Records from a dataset
PR #3554, opened 2020-09-07
Bug 1661539 - Add Glean to a iOS megazord build

badboy:
This is a first try in adding Glean as a submodule to incorporate it into a iOS megazord build.
If this lands firefox iOS will also require updates (similar to the PoC in https://github.com/mozilla-mobile/firefox-ios/compare/main-dev...badboy:megazord-appservices-glean)

So far this was reasonably easy and I only need 2 small Swift changes to make it work (both of which can be later mitigated on the Glean side again).

I managed to build Firefox iOS locally from this branch.
I'm not sure if having the `git submodule update` in the `build-all-ios.sh` script is actually enough, but I think that one is run on all iOS platforms, so it's good enough?

cc @travis79, @Dexterp37, @mdboom for Glean.

### DIFF
--- a/components/logins/ios/Logins/Extensions/String+Free_Logins.swift
+++ b/components/logins/ios/Logins/Extensions/String+Free_Logins.swift
@@ -4,9 +4,17 @@
 
 import Foundation
 
-extension String {
-    public init(freeingRustString rustString: UnsafeMutablePointer<CChar>) {
-        defer { sync15_passwords_destroy_string(rustString) }
-        self.init(cString: rustString)
-    }
-}
+/*
+ * NOTE: This is now provided by Glean.
+ * Because it's all compiled into a single libmegazord.a it doesn't matter which `destroy_string` we call,
+ * internally it defers to the same string implementation.
+ * Because Glean is added as a submodule it's easier to change this occurence than it it to change the one of Glean.
+ */
+/*
+ extension String {
+     public init(freeingRustString rustString: UnsafeMutablePointer<CChar>) {
+         defer { sync15_passwords_destroy_string(rustString) }
+         self.init(cString: rustString)
+     }
+ }
+ */
--- a/.gitignore
+++ b/.gitignore
@@ -22,6 +22,10 @@ xcuserdata
 # Protobuf Swift
 *.pb.swift
 
+# Glean generated artifacts
+megazords/ios/MozillaAppServices/Generated/Metrics.swift
+megazords/ios/.venv
+
 # Carthage generated artifacts
 Carthage
 MozillaAppServices.framework.zip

• **ASSIGNMENT**
The output must consist solely of the lines from the first line of the records through the line containing "-4,9 +4,17 @@", reproduced exactly.

• **RESPONSE FOR THIS EXERCISE**
PR #3554, opened 2020-09-07
Bug 1661539 - Add Glean to a iOS megazord build

badboy:
This is a first try in adding Glean as a submodule to incorporate it into a iOS megazord build.
If this lands firefox iOS will also require updates (similar to the PoC in https://github.com/mozilla-mobile/firefox-ios/compare/main-dev...badboy:megazord-appservices-glean)

So far this was reasonably easy and I only need 2 small Swift changes to make it work (both of which can be later mitigated on the Glean side again).

I managed to build Firefox iOS locally from this branch.
I'm not sure if having the `git submodule update` in the `build-all-ios.sh` script is actually enough, but I think that one is run on all iOS platforms, so it's good enough?

cc @travis79, @Dexterp37, @mdboom for Glean.

### DIFF
--- a/components/logins/ios/Logins/Extensions/String+Free_Logins.swift
+++ b/components/logins/ios/Logins/Extensions/String+Free_Logins.swift
@@ -4,9 +4,17 @@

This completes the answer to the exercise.